» **What you are asked to do**: Set down the entries once more, exactly as given.

» **Available data**:
--- START ---
PR #1803, opened 2016-04-04
Node.js bindings: Add JavaScript bindings for UART

nagineni:
This patch provides native and highlevel JavaScript bindings
for UART. Also, it adds enum-string translation functions to
soletta.

Signed-off-by: Sudarsana Nagineni <sudarsana.nagineni@intel.com>
Signed-off-by: Srinivasa Ragavan <srinivasa.ragavan.venkateswaran@intel.com>

PR #1804, opened 2016-04-04
Node.js bindings: Add JavaScript bindings for UART

nagineni:
This patch provides native and highlevel JavaScript bindings
for UART. Also, it adds enum-string translation functions to
soletta.

This replaces #1803

Signed-off-by: Srinivasa Ragavan <srinivasa.ragavan.venkateswaran@intel.com>

### DIFF
--- a/bindings/nodejs/src/functions/uart.cc
+++ b/bindings/nodejs/src/functions/uart.cc
@@ -1,0 +1,176 @@
+/*
+ * This file is part of the Soletta Project
+ *
+ * Copyright (C) 2015 Intel Corporation. All rights reserved.
+ *
+ * Licensed under the Apache License, Version 2.0 (the "License");
+ * you may not use this file except in compliance with the License.
+ * You may obtain a copy of the License at
+ *
+ *     http://www.apache.org/licenses/LICENSE-2.0
+ *
+ * Unless required by applicable law or agreed to in writing, software
+ * distributed under the License is distributed on an "AS IS" BASIS,
+ * WITHOUT WARRANTIES OR CONDITIONS OF ANY KIND, either express or implied.
+ * See the License for the specific language governing permissions and
+ * limitations under the License.
+ */
+
+#include <sol-uart.h>
+#include <node.h>
+#include <nan.h>
+
+#include "../common.h"
+#include "../hijack.h"
+#include "../structures/sol-js-uart.h"
+#include "../structures/js-handle.h"
+
+using namespace v8;
+
+class SolUART : public JSHandle<SolUART> {
+public:
+    static const char *jsClassName() { return "SolUART"; }
+};
+
+static void sol_uart_read_callback(void *user_data, struct sol_uart *uart,
+    unsigned char byte_read) {
+    Nan::HandleScope scope;
+    sol_uart_data *uart_data = (sol_uart_data *)user_data;
+    Nan::Callback *callback = uart_data->rx_cb;
+    if (!callback)
+        return;
+
+    Local<Value> arguments[2] = {
+        SolUART::New(uart_data),
+        Nan::New(byte_read)
+    };
+
+    callback->Call(2, arguments);
+}
+
+NAN_METHOD(bind_sol_uart_open) {
+    VALIDATE_ARGUMENT_COUNT(info, 2);
+    VALIDATE_ARGUMENT_TYPE_OR_NULL(info, 0, IsString);
+    VALIDATE_ARGUMENT_TYPE(info, 1, IsObject);
+    sol_uart_config config;
+    sol_uart *uart = NULL;
+
+    if (!hijack_ref())
+        return;
+
+    sol_uart_data *uart_data = new sol_uart_data;
+    uart_data->rx_cb = NULL;
+    uart_data->tx_cb = NULL;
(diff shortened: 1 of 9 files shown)


bindings/nodejs/src/functions/uart.cc
```diff
@@ -0,0 +1,176 @@
...
+static void sol_uart_read_callback(void *user_data, struct sol_uart *uart,
+    unsigned char byte_read) {
+    Nan::HandleScope scope;
+    sol_uart_data *uart_data = (sol_uart_data *)user_data;
+    Nan::Callback *callback = uart_data->rx_cb;
+    if (!callback)
+        return;
+
+    Local<Value> arguments[2] = {
+        SolUART::New(uart_data),
```
gabrielschulhof: I'm not sure it's such a good idea to create a new ```SolUART``` here, because you're storing the pointer ```uart_data``` in yet another object. Now you have the same pointer (given to you by soletta in ```sol_uart_open()```) in two JS objects. You invalidate one of them in ```bind_sol_uart_close()``` by doing ```Nan::SetInternalFieldPointer()```, but you never invalidate this object the same way. It might be better to store a persistent reference to the SolUART object you create in ```bind_sol_uart_open()``` in the structure ```uart_data``` and pass it to the JS callback here. That way, there's only one JS object corresponding to the ```sol_uart *``` in play.

gabrielschulhof: https://github.com/solettaproject/soletta/pull/1805/files#r58405204

bindings/nodejs/src/functions/uart.cc
```diff
@@ -0,0 +1,176 @@
...
+    if (status >= 0) {
+        Local <Object> bufObj;
+        bufObj = Nan::NewBuffer((char *)tx, status).ToLocalChecked();
+        buffer = bufObj;
+    } else {
+        buffer = Nan::Null();
+    }
+
+    Local<Value> arguments[3] = {
+        SolUART::New(uart_data),
```
gabrielschulhof: Same as https://github.com/solettaproject/soletta/pull/1804/files#r58404435, please use a persistent reference to the ```SolUART``` object you create in ```bind_sol_uart_open()``` and pass it to the callback here instead of creating a new ```SolUART``` object.

src/lib/io/sol-uart-common.c
```diff
@@ -0,0 +1,145 @@
...
+        SOL_STR_TABLE_ITEM("databits-8", SOL_UART_DATA_BITS_8),
+        SOL_STR_TABLE_ITEM("databits-7", SOL_UART_DATA_BITS_7),
+        SOL_STR_TABLE_ITEM("databits-6", SOL_UART_DATA_BITS_6),
+        SOL_STR_TABLE_ITEM("databits-5", SOL_UART_DATA_BITS_5),
+        { }
+    };
+
+    return sol_str_table_lookup_fallback(table,
+        sol_str_slice_from_str(data_bits), SOL_UART_DATA_BITS_8);
+}
```
gabrielschulhof: @barbieri I understand that it makes sense for this to return ```SOL_UART_DATA_BITS_8``` as a fallback, but that can cause unexpected behaviour the cause for which is hard to trace. Like, in this case, what if somebody looks up ```"dataBits:8"``` or even ```"dataBits-8"```, or even accidentally ```""```? In Javascript, you could throw an exception, making it easy to debug the application.

If we keep this, the implementation of ```sol_str_table_lookup_fallback()``` should at least issue a warning when it falls back.

nagineni:
Replaced by #1818

src/lib/io/sol-uart-common.c
barbieri: that is a good point, if you need to check, then use the `sol_str_table_lookup()`, which returns true/false. Then we change the signature to pass `const char **` and return a boolean. In this case I'd say we need to grep all cases and convert them all to the same signature.

@bdilly @ibriano @glima ?

ibriano: On Tue, 05 Apr 2016 11:16:00 -0700, Gustavo Sverzut Barbieri wrote:
> > +
> > +
> > +SOL_API enum sol_uart_data_bits
> > +sol_uart_data_bits_from_str(const char *data_bits)
> > +{
> > +    static const struct sol_str_table table[] = {
> > +        SOL_STR_TABLE_ITEM("databits-8", SOL_UART_DATA_BITS_8),
> > +        SOL_STR_TABLE_ITEM("databits-7", SOL_UART_DATA_BITS_7),
> > +        SOL_STR_TABLE_ITEM("databits-6", SOL_UART_DATA_BITS_6),
> > +        SOL_STR_TABLE_ITEM("databits-5", SOL_UART_DATA_BITS_5),
> > +        { }
> > +    };
> > +
> > +    return sol_str_table_lookup_fallback(table,
> > +        sol_str_slice_from_str(data_bits), SOL_UART_DATA_BITS_8);
> > +}
> 
> that is a good point, if you need to check, then use the `sol_str_table_lookup()`, which returns true/false. Then we change the signature to pass `const char **` and return a boolean. In this case I'd say we need to grep all cases and convert them all to the same signature.
> 
> @bdilly @ibriano @glima ?

I agree, we are being quite pedantic about error checking everywhere we
notice it's missing, and so we should provide the same facilities to
bindings.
--- END ---
» **Answer area**:
PR #1803, opened 2016-04-04
Node.js bindings: Add JavaScript bindings for UART

nagineni:
This patch provides native and highlevel JavaScript bindings
for UART. Also, it adds enum-string translation functions to
soletta.

Signed-off-by: Sudarsana Nagineni <sudarsana.nagineni@intel.com>
Signed-off-by: Srinivasa Ragavan <srinivasa.ragavan.venkateswaran@intel.com>

PR #1804, opened 2016-04-04
Node.js bindings: Add JavaScript bindings for UART

nagineni:
This patch provides native and highlevel JavaScript bindings
for UART. Also, it adds enum-string translation functions to
soletta.

This replaces #1803

Signed-off-by: Srinivasa Ragavan <srinivasa.ragavan.venkateswaran@intel.com>

### DIFF
--- a/bindings/nodejs/src/functions/uart.cc
+++ b/bindings/nodejs/src/functions/uart.cc
@@ -1,0 +1,176 @@
+/*
+ * This file is part of the Soletta Project
+ *
+ * Copyright (C) 2015 Intel Corporation. All rights reserved.
+ *
+ * Licensed under the Apache License, Version 2.0 (the "License");
+ * you may not use this file except in compliance with the License.
+ * You may obtain a copy of the License at
+ *
+ *     http://www.apache.org/licenses/LICENSE-2.0
+ *
+ * Unless required by applicable law or agreed to in writing, software
+ * distributed under the License is distributed on an "AS IS" BASIS,
+ * WITHOUT WARRANTIES OR CONDITIONS OF ANY KIND, either express or implied.
+ * See the License for the specific language governing permissions and
+ * limitations under the License.
+ */
+
+#include <sol-uart.h>
+#include <node.h>
+#include <nan.h>
+
+#include "../common.h"
+#include "../hijack.h"
+#include "../structures/sol-js-uart.h"
+#include "../structures/js-handle.h"
+
+using namespace v8;
+
+class SolUART : public JSHandle<SolUART> {
+public:
+    static const char *jsClassName() { return "SolUART"; }
+};
+
+static void sol_uart_read_callback(void *user_data, struct sol_uart *uart,
+    unsigned char byte_read) {
+    Nan::HandleScope scope;
+    sol_uart_data *uart_data = (sol_uart_data *)user_data;
+    Nan::Callback *callback = uart_data->rx_cb;
+    if (!callback)
+        return;
+
+    Local<Value> arguments[2] = {
+        SolUART::New(uart_data),
+        Nan::New(byte_read)
+    };
+
+    callback->Call(2, arguments);
+}
+
+NAN_METHOD(bind_sol_uart_open) {
+    VALIDATE_ARGUMENT_COUNT(info, 2);
+    VALIDATE_ARGUMENT_TYPE_OR_NULL(info, 0, IsString);
+    VALIDATE_ARGUMENT_TYPE(info, 1, IsObject);
+    sol_uart_config config;
+    sol_uart *uart = NULL;
+
+    if (!hijack_ref())
+        return;
+
+    sol_uart_data *uart_data = new sol_uart_data;
+    uart_data->rx_cb = NULL;
+    uart_data->tx_cb = NULL;
(diff shortened: 1 of 9 files shown)


bindings/nodejs/src/functions/uart.cc
```diff
@@ -0,0 +1,176 @@
...
+static void sol_uart_read_callback(void *user_data, struct sol_uart *uart,
+    unsigned char byte_read) {
+    Nan::HandleScope scope;
+    sol_uart_data *uart_data = (sol_uart_data *)user_data;
+    Nan::Callback *callback = uart_data->rx_cb;
+    if (!callback)
+        return;
+
+    Local<Value> arguments[2] = {
+        SolUART::New(uart_data),
```
gabrielschulhof: I'm not sure it's such a good idea to create a new ```SolUART``` here, because you're storing the pointer ```uart_data``` in yet another object. Now you have the same pointer (given to you by soletta in ```sol_uart_open()```) in two JS objects. You invalidate one of them in ```bind_sol_uart_close()``` by doing ```Nan::SetInternalFieldPointer()```, but you never invalidate this object the same way. It might be better to store a persistent reference to the SolUART object you create in ```bind_sol_uart_open()``` in the structure ```uart_data``` and pass it to the JS callback here. That way, there's only one JS object corresponding to the ```sol_uart *``` in play.

gabrielschulhof: https://github.com/solettaproject/soletta/pull/1805/files#r58405204

bindings/nodejs/src/functions/uart.cc
```diff
@@ -0,0 +1,176 @@
...
+    if (status >= 0) {
+        Local <Object> bufObj;
+        bufObj = Nan::NewBuffer((char *)tx, status).ToLocalChecked();
+        buffer = bufObj;
+    } else {
+        buffer = Nan::Null();
+    }
+
+    Local<Value> arguments[3] = {
+        SolUART::New(uart_data),
```
gabrielschulhof: Same as https://github.com/solettaproject/soletta/pull/1804/files#r58404435, please use a persistent reference to the ```SolUART``` object you create in ```bind_sol_uart_open()``` and pass it to the callback here instead of creating a new ```SolUART``` object.

src/lib/io/sol-uart-common.c
```diff
@@ -0,0 +1,145 @@
...
+        SOL_STR_TABLE_ITEM("databits-8", SOL_UART_DATA_BITS_8),
+        SOL_STR_TABLE_ITEM("databits-7", SOL_UART_DATA_BITS_7),
+        SOL_STR_TABLE_ITEM("databits-6", SOL_UART_DATA_BITS_6),
+        SOL_STR_TABLE_ITEM("databits-5", SOL_UART_DATA_BITS_5),
+        { }
+    };
+
+    return sol_str_table_lookup_fallback(table,
+        sol_str_slice_from_str(data_bits), SOL_UART_DATA_BITS_8);
+}
```
gabrielschulhof: @barbieri I understand that it makes sense for this to return ```SOL_UART_DATA_BITS_8``` as a fallback, but that can cause unexpected behaviour the cause for which is hard to trace. Like, in this case, what if somebody looks up ```"dataBits:8"``` or even ```"dataBits-8"```, or even accidentally ```""```? In Javascript, you could throw an exception, making it easy to debug the application.

If we keep this, the implementation of ```sol_str_table_lookup_fallback()``` should at least issue a warning when it falls back.

nagineni:
Replaced by #1818

src/lib/io/sol-uart-common.c
barbieri: that is a good point, if you need to check, then use the `sol_str_table_lookup()`, which returns true/false. Then we change the signature to pass `const char **` and return a boolean. In this case I'd say we need to grep all cases and convert them all to the same signature.

@bdilly @ibriano @glima ?

ibriano: On Tue, 05 Apr 2016 11:16:00 -0700, Gustavo Sverzut Barbieri wrote:
> > +
> > +
> > +SOL_API enum sol_uart_data_bits
> > +sol_uart_data_bits_from_str(const char *data_bits)
> > +{
> > +    static const struct sol_str_table table[] = {
> > +        SOL_STR_TABLE_ITEM("databits-8", SOL_UART_DATA_BITS_8),
> > +        SOL_STR_TABLE_ITEM("databits-7", SOL_UART_DATA_BITS_7),
> > +        SOL_STR_TABLE_ITEM("databits-6", SOL_UART_DATA_BITS_6),
> > +        SOL_STR_TABLE_ITEM("databits-5", SOL_UART_DATA_BITS_5),
> > +        { }
> > +    };
> > +
> > +    return sol_str_table_lookup_fallback(table,
> > +        sol_str_slice_from_str(data_bits), SOL_UART_DATA_BITS_8);
> > +}
> 
> that is a good point, if you need to check, then use the `sol_str_table_lookup()`, which returns true/false. Then we change the signature to pass `const char **` and return a boolean. In this case I'd say we need to grep all cases and convert them all to the same signature.
> 
> @bdilly @ibriano @glima ?

I agree, we are being quite pedantic about error checking everywhere we
notice it's missing, and so we should provide the same facilities to
bindings.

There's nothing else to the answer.